GE shares slide after secondary stock offering
General Electric Co (GE.N: Quote, Profile, Research, Stock Buzz) shares fell as much as 10 percent on Thursday, touching a new 5-1/2-year low, as its sale of $15 billion in new stock to investors including Warren Buffett failed to soothe Wall Street worries.
GE shares have tumbled about 40 percent this year as the global credit crunch has taken a heavy toll on its hefty finance arm and the company warned that 2008 profit could drop 12 percent.
The U.S. conglomerate sold $3 billion in preferred stock at $22.25 per share to Buffett’s Berkshire Hathaway Inc (BRKa.N: Quote, Profile, Research, Stock Buzz)(BRKb.N: Quote, Profile, Research, Stock Buzz) on Wednesday, and another 548 million common shares at the same price to other investors on Thursday.
GE said the new capital will help improve its liquidity and provide the option to make acquisitions at a time of market turmoil.
The U.S. Senate approved a $700 billion financial bailout package on Wednesday, and the U.S no checking account payday advance. House of Representatives is scheduled to vote on the plan on Friday.
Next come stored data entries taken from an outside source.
PR #7452, opened 2021-04-29
feat: Allow ksqlDB to detect FK-join table-table join condition

mjsax:
### Description 
First PR to add FK-join support. This PR only aims to detect the FK-join condition, and throws an informative error message for now. This PR also includes error message improvements for existing joins.

I am not happy with everything is this PR yet, but wanted to open it to get early feedback. In particular, we cannot handle the case when an expression is use in the join condition yet. -- I am also not sure if there might be some existing helper method that I could re-use to simplify the code.

### Testing done 
Added new QueryTranslationTest cases.

### Reviewer checklist


ksqldb-engine/src/main/java/io/confluent/ksql/planner/LogicalPlanner.java
```diff
@@ -575,7 +579,107 @@ private JoinNode buildJoin(final Join root, final String prefix, final boolean i
...
+        // stream-table join detected
+
+        if (root.getInfo().getType().equals(JoinType.OUTER)) {
+          throw new KsqlException("Invalid join type:"
+              + " full-outer join not supported for stream-table joins.");
+        }
+
+        // added outer check to make `multi-joins.json` pass
+        // the test uses expressions -> need to follow up on this issue
+        if (root.getInfo().getRightJoinExpression() instanceof ColumnReferenceExp) {
```
mjsax, line 595: Need to fix this, to be able to process `BinaryArithmeticExpressions` and maybe others?

ksqldb-engine/src/main/java/io/confluent/ksql/planner/LogicalPlanner.java
```diff
@@ -575,7 +579,107 @@ private JoinNode buildJoin(final Join root, final String prefix, final boolean i
...
+      }
+    }
+  }
+
+  private boolean joinOnNonKeyAttribute(final ColumnReferenceExp joinExpression,
+                                        final PlanNode node) {
+    final String joinAttributeName = joinExpression.getColumnName().text();
+    final List<DataSourceNode> dataSourceNodes = node.getSourceNodes().collect(Collectors.toList());
+    final String singleAttributeKeyName;
+    if (dataSourceNodes.size() == 1) {
```
mjsax, line 640: This is the binary-join case, for which `PlanNode` access a stream/table directly (ie, no nested join in PlanNode)

ksqldb-engine/src/main/java/io/confluent/ksql/planner/plan/JoinNode.java
```diff
@@ -296,8 +296,9 @@ private static SourceName getSourceName(final PlanNode node) {
         final DataSourceType rightType) {
 
       return joinerMap.getOrDefault(new Pair<>(leftType, rightType), () -> {
-        throw new KsqlException("Join between invalid operands requested: left type: "
-            + leftType + ", right type: " + rightType);
+        throw new KsqlException(
```
mjsax, line 299: We have a check in the new `verifyJoin` method and thus should never hit this line any longer, ie, the user should never see this error message again.

ksqldb-functional-tests/src/test/resources/query-validation-tests/joins.json
```diff
@@ -1232,18 +1232,6 @@
         ]
       }
     },
-    {
-      "name": "to table using something other than key column",
```
mjsax, line 1236: This is covered in the newly added `stream-table-join.json` now

ksqldb-functional-tests/src/test/resources/query-validation-tests/joins.json
```diff
@@ -1703,18 +1691,6 @@
         ]
       }
     },
-    {
-      "name": "on non-key table column",
```
mjsax, line 1707: As above (note that this test seems to be redundant to the above one anyway?)

ksqldb-functional-tests/src/test/resources/query-validation-tests/joins.json
```diff
@@ -3096,7 +3072,7 @@
       "statements": [
         "CREATE TABLE T1 (ID INT PRIMARY KEY, VAL STRING) WITH (kafka_topic='t1', key_format='AVRO', value_format='JSON');",
         "CREATE TABLE T2 (ID BIGINT PRIMARY KEY, FOO INT) WITH (kafka_topic='t2', key_format='AVRO', value_format='JSON');",
-        "CREATE STREAM OUTPUT AS SELECT T2.ID, T1.VAL FROM T1 JOIN T2 ON T1.ID = T2.ID;"
+        "CREATE TABLE OUTPUT AS SELECT T2.ID, T1.VAL FROM T1 JOIN T2 ON T1.ID = T2.ID;"
```
mjsax, line 3075: Side fix (was not an issue, as we fail before we verify the query output type)

ksqldb-functional-tests/src/test/resources/query-validation-tests/joins.json
```diff
@@ -3234,18 +3210,6 @@
         "type": "io.confluent.ksql.util.KsqlStatementException",
         "message": "Implicit repartitioning of windowed sources is not supported. See https://github.com/confluentinc/ksql/issues/4385."
       }
-    },
-    {
-      "name": "stream-table key-to-key with necessary repartition - SR-enabled key format",
```
mjsax, line 3239: This test also seems redundant to the two from above?

ksqldb-functional-tests/src/test/resources/query-validation-tests/multi-joins.json
```diff
@@ -222,19 +222,6 @@
         "message": "The query used to build `OUTPUT` must include the join expression ROWKEY in its projection."
       }
     },
-    {
-      "name": "full-full missing join expression in projection",
```
mjsax, line 226: This test was invalid to begin with, because stream-table full outer joins are not supported.

ksqldb-engine/src/main/java/io/confluent/ksql/planner/LogicalPlanner.java
vcrfxia: `joinOnNonKeyAttribute()` should always return true if the expression is not a `ColumnReferenceExp`, right? Why don't we just pass the entire expression in and let `joinOnNonKeyAttribute()` perform the check?

ksqldb-engine/src/main/java/io/confluent/ksql/planner/LogicalPlanner.java
```diff
@@ -575,7 +579,107 @@ private JoinNode buildJoin(final Join root, final String prefix, final boolean i
...
+      singleAttributeKeyName = dataSourceNodes.get(0).getSchema().key().get(0).name().text();
```
vcrfxia, line 641: Why are we assuming there's a single key? Shouldn't we check whether there are multiple, and return true if so?

ksqldb-engine/src/main/java/io/confluent/ksql/planner/LogicalPlanner.java
vcrfxia: Do we know that we've already performed the self-join check by this point? If not, is it possible that we are looking at a PlanNode representing a join, rather than a single-data source? A more reliable way to perform this check would be to check whether the PlanNode is a JoinNode or a DataSourceNode.

ksqldb-engine/src/main/java/io/confluent/ksql/planner/LogicalPlanner.java
```diff
@@ -575,7 +579,107 @@ private JoinNode buildJoin(final Join root, final String prefix, final boolean i
...
+    } else {
+      final List<DataSourceNode> qualifiedNodes;
+
+      if (joinExpression.maybeQualifier().isPresent()) {
```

The rescue plan is intended to reinvigorate credit markets and frozen interbank lending, stabilize battered risky assets, including stocks, and ease corporate lending.
Because of the breadth and depth of its operations, which stretch around the world and include jet engines to electricity-generating turbines to lending to the NBC television network, GE is regarded as an economic bellwether.
“The fact that GE needs to go out and sell shares at $22.25 is not particularly good news,” said Michael Church, financial analyst and portfolio manager at Church Capital Management, a Pennsylvania-based company that oversees $2 billion in investments and holds GE shares.